■ **DIRECTIONS**:
Write out, precisely and in full, each line of the material.

:: EXERCISE INPUT

PR #273, opened 2018-01-11
ED-2958 Encode social links on international page

eadpearce:
https://uktrade.atlassian.net/browse/ED-2958


core/templates/core/base_international.html
```diff
@@ -1,5 +1,6 @@
 {% load static from staticfiles %}
 {% load trans from i18n %}
+{% load social_tags %}
```
richtier: to make it easier to determine what is being imported here please do something like:

```py
{% from social_tags import build_twitter_link etc %}
```

core/templatetags/social_tags.py
```diff
@@ -0,0 +1,32 @@
...
+import urllib.parse
+
+register = template.Library()
+
+
+@register.simple_tag
+def build_twitter_link(text, url):
+    encoded_text = urllib.parse.quote(text + ' ')
+    link = 'https://twitter.com/intent/tweet?text={}{}'
+    return link.format(encoded_text, url)
```
richtier: please add tests for these tags. examples [here](https://github.com/uktrade/directory-ui-supplier/blob/master/company/tests/test_templatetags.py)

core/templates/core/base_international.html
```diff
@@ -1,5 +1,9 @@
 {% load static from staticfiles %}
 {% load trans from i18n %}
+{% load build_email_link from social_tags %}
+{% load build_linkedin_link from social_tags %}
+{% load build_twitter_link from social_tags %}
+{% load build_facebook_link from social_tags %}
```
richtier: this is ok. note in future you caan do `{% load build_email_link build_linkedin_link from social_tags %}`

core/templatetags/tests/test_social_tags.py
```diff
@@ -0,0 +1,39 @@
...
+
+
+def test_build_social_links():
+    actual = social_tags.build_twitter_link(
+        'Welcome to the UK',
+        'http://exred.trade.great')
+    expected = (
+        'https://twitter.com/intent/tweet?text=Welcome%20to%20the%20UK%20'
+        'http://exred.trade.great')
+    assert(actual == expected)
```
richtier: assert is not a function - so for consistent style can you please change this to:

```
assert actual == expected
```

core/templates/core/base_international.html
eadpearce: ah! didn't know that

PR #277, opened 2018-01-15
Add instructional page to triage

richtier:
[this task](https://uktrade.atlassian.net/browse/ED-3005)

image


triage/templates/triage/start-now.html
```diff
@@ -0,0 +1,36 @@
...
+
+{% block content %}
+	<div class="container">
+		<div  id="start-now-container">
+			<h1>Create your export journey</h1>
+			<br>
+			<p>
+				Answer a few quick questions about what you want to export and your level of experience and get:
+				<ul>
+					<li>guidance aimed at your experience level</li>
```
eadpearce: can we use spaces instead of tabs here? all the other templates seem to use spaces

PR #294, opened 2018-01-25
ED-3205 custom page redirect

eadpearce:
https://uktrade.atlassian.net/browse/ED-3205


ui/settings.py
```diff
@@ -264,6 +264,8 @@
     'GREAT_EXPORT_HOME', default_urls.GREAT_EXPORT_HOME)
 
 # EXPORTING PERSONAS
+CUSTOM_PAGE = os.getenv(
+    'CUSTOM_PAGE', default_urls.CUSTOM_PAGE)
```
richtier: we no longer need to default to `default_urls.*` - its handled by the context processor in header footer.

could you please update the settings.py so we do
```
os.getenv('CUSTOM_PAGE')
```

for here, and the existing usages of `default_urls` in the file.

eadpearce: oh yeah. i just copypasted. i can update the other settings as well

PR #308, opened 2018-02-09
ED-3377 fix missing style

eadpearce:
https://uktrade.atlassian.net/browse/ED-3377


core/templates/core/not_found.html
```diff
@@ -10,11 +10,11 @@
 {% block content %}
```
richtier: is this file used? I think the `404.html` is being used. If `not_found.hyml` is not being used feel free to delete this.

eadpearce: nope. i thought 404 was being used but actually it's this one. the 404 template doesn't render correctly so i'm leaving it like this. i can raise this bug in a separate ticket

::::

■ **TASK RESULT**:
PR #273, opened 2018-01-11
ED-2958 Encode social links on international page

eadpearce:
https://uktrade.atlassian.net/browse/ED-2958


core/templates/core/base_international.html
```diff
@@ -1,5 +1,6 @@
 {% load static from staticfiles %}
 {% load trans from i18n %}
+{% load social_tags %}
```
richtier: to make it easier to determine what is being imported here please do something like:

```py
{% from social_tags import build_twitter_link etc %}
```

core/templatetags/social_tags.py
```diff
@@ -0,0 +1,32 @@
...
+import urllib.parse
+
+register = template.Library()
+
+
+@register.simple_tag
+def build_twitter_link(text, url):
+    encoded_text = urllib.parse.quote(text + ' ')
+    link = 'https://twitter.com/intent/tweet?text={}{}'
+    return link.format(encoded_text, url)
```
richtier: please add tests for these tags. examples [here](https://github.com/uktrade/directory-ui-supplier/blob/master/company/tests/test_templatetags.py)

core/templates/core/base_international.html
```diff
@@ -1,5 +1,9 @@
 {% load static from staticfiles %}
 {% load trans from i18n %}
+{% load build_email_link from social_tags %}
+{% load build_linkedin_link from social_tags %}
+{% load build_twitter_link from social_tags %}
+{% load build_facebook_link from social_tags %}
```
richtier: this is ok. note in future you caan do `{% load build_email_link build_linkedin_link from social_tags %}`

core/templatetags/tests/test_social_tags.py
```diff
@@ -0,0 +1,39 @@
...
+
+
+def test_build_social_links():
+    actual = social_tags.build_twitter_link(
+        'Welcome to the UK',
+        'http://exred.trade.great')
+    expected = (
+        'https://twitter.com/intent/tweet?text=Welcome%20to%20the%20UK%20'
+        'http://exred.trade.great')
+    assert(actual == expected)
```
richtier: assert is not a function - so for consistent style can you please change this to:

```
assert actual == expected
```

core/templates/core/base_international.html
eadpearce: ah! didn't know that

PR #277, opened 2018-01-15
Add instructional page to triage

richtier:
[this task](https://uktrade.atlassian.net/browse/ED-3005)

image


triage/templates/triage/start-now.html
```diff
@@ -0,0 +1,36 @@
...
+
+{% block content %}
+	<div class="container">
+		<div  id="start-now-container">
+			<h1>Create your export journey</h1>
+			<br>
+			<p>
+				Answer a few quick questions about what you want to export and your level of experience and get:
+				<ul>
+					<li>guidance aimed at your experience level</li>
```
eadpearce: can we use spaces instead of tabs here? all the other templates seem to use spaces

PR #294, opened 2018-01-25
ED-3205 custom page redirect

eadpearce:
https://uktrade.atlassian.net/browse/ED-3205


ui/settings.py
```diff
@@ -264,6 +264,8 @@
     'GREAT_EXPORT_HOME', default_urls.GREAT_EXPORT_HOME)
 
 # EXPORTING PERSONAS
+CUSTOM_PAGE = os.getenv(
+    'CUSTOM_PAGE', default_urls.CUSTOM_PAGE)
```
richtier: we no longer need to default to `default_urls.*` - its handled by the context processor in header footer.

could you please update the settings.py so we do
```
os.getenv('CUSTOM_PAGE')
```

for here, and the existing usages of `default_urls` in the file.

eadpearce: oh yeah. i just copypasted. i can update the other settings as well

PR #308, opened 2018-02-09
ED-3377 fix missing style

eadpearce:
https://uktrade.atlassian.net/browse/ED-3377


core/templates/core/not_found.html
```diff
@@ -10,11 +10,11 @@
 {% block content %}
```
richtier: is this file used? I think the `404.html` is being used. If `not_found.hyml` is not being used feel free to delete this.

eadpearce: nope. i thought 404 was being used but actually it's this one. the 404 template doesn't render correctly so i'm leaving it like this. i can raise this bug in a separate ticket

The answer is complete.